AI Decision Consistency vs Local Flexibility
Define configurable local parameters within a common governed algorithm architecture to satisfy EU AI Act transparency and consistency requirements.
CyberTRIZ analysis · SmartCity contradiction C13-SC018 · one of 8,235 worked contradictions published by CyberTRIZ.AI
Regulations
Business Context
Artificial Intelligence promotes standardized decision-making by applying consistent analytical models across an entire municipality. Standardization improves fairness and operational efficiency, but individual neighborhoods, infrastructure assets, and citizen populations often have unique characteristics that require localized decisions. Municipalities must achieve consistent AI governance while preserving operational flexibility.
Smart CityTRIZ Resolution
Rather than deploying identical AI models everywhere, municipalities should establish standardized core algorithms supported by configurable local parameters that reflect neighborhood characteristics, environmental conditions, and operational priorities.
Applicable TRIZ Principles
Principle 3 – Local Quality adapts AI behavior according to local operating conditions.
Principle 15 – Dynamics allows models to adjust as conditions evolve.

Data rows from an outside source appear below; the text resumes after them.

PR #431, opened 2026-04-20
Mitigate VTXO state / multi-contract / renewal-loop findings

Kukks:
## Summary

Mitigations for the findings in the review doc covering the three symptom clusters on `fxi-issue-with-default-address`:

1. VTXO state out of sync,
2. Multi-contract footguns from the single-contract retrofit,
3. Renewal-loop / register-intent retry cascade.

Per your direction this PR keeps the **single global sync cursor** and takes the lighter *add a `script` column* path rather than re-keying VTXO rows by script (D.2 blocker skipped). The structural C.1/C.2/C.4/C.6 items are left for a follow-up.

### What changed, by commit

| Commit | Theme | Review ref |
|---|---|---|
| `Apply cooldown on failed renewals and surface deleteIntent errors` | Renewal cooldown now updates on failure so transient settle errors can't re-enter renewal on the next `vtxo_received`; `deleteIntent` failures now log instead of silently swallowing | §C.3, §E |
| `Persist vtxo.script in SQLite and Realm wallet repositories` | Adds a `script` column + idempotent migration in SQLite and Realm; InMemory/IndexedDB propagate via the existing `...vtxo` spread. Unblocks contract-aware VTXO extension without the full primary-key swap | §D.2 light path |
| `Attribute VTXO extensions to the contract that owns each script` | New `extendVirtualCoinForContract` + public `Wallet.getContractsByScript()`; the wallet / service-worker callsites that used to stamp every VTXO with the default tapscript now look up the owning contract and fall back to the default only when no match exists | §B.1 |
| `Route subscription VTXOs to the contract that owns each script` | `ContractWatcher.processSubscriptionVtxos` now routes each VTXO via `vtxo.script` (single-script subscription kept as a legacy fallback); no more fan-out writing the same VTXO into every matching contract's `lastKnownVtxos` | §B.2 |
| `Seed watcher lastKnownVtxos and reconcile all contracts on reconnect` | `ContractWatcher.addContract` pre-populates `lastKnownVtxos` from the repo so the first poll doesn't re-emit every cached VTXO as `vtxo_received`; `handleContractEvent('connection_reset')` now refetches + reconciles the pending frontier | §A.3, §A.4 |
| `Keep cursor advancing: monotonic cursor, no spendableOnly` | `advanceSyncCursor` clamped with `Math.max` so concurrent syncs can't rewind it, and removal of the dead `spendableOnly`/`includeSpent` path in `ContractManager` | §A.2, §C.5, §E |
| `Drop spendableOnly from Expo background poll processor` | Upsert-only `saveVtxos` + `spendableOnly: true` meant VTXOs spent between polls stayed marked spendable forever; now fetches the full set so the upsert overwrites stale records | §A.2 |
| `Drop periodic bulk sync interval to consolidate entrypoints` | Removed a 10-min setInterval that was originally added for §A.1 — doubled the periodic-entrypoint count on top of the existing `ContractWatcher` failsafe poll. Cursor now advances via `initialize` + `connection_reset` only | consolidation follow-up |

Principle 6 – Universality maintains a common AI governance framework across departments.
Expected Outcome
Consistent governance
Better local decisions
Improved operational effectiveness
Greater citizen satisfaction
Decision Indicators
Early indicators that AI requires greater flexibility include:
Local operators override AI recommendations frequently.
Performance varies significantly between districts.
Citizen feedback differs across neighborhoods.
AI models fail to reflect local priorities.
Manual adjustments become increasingly common.
Monitoring these indicators supports adaptive AI deployment.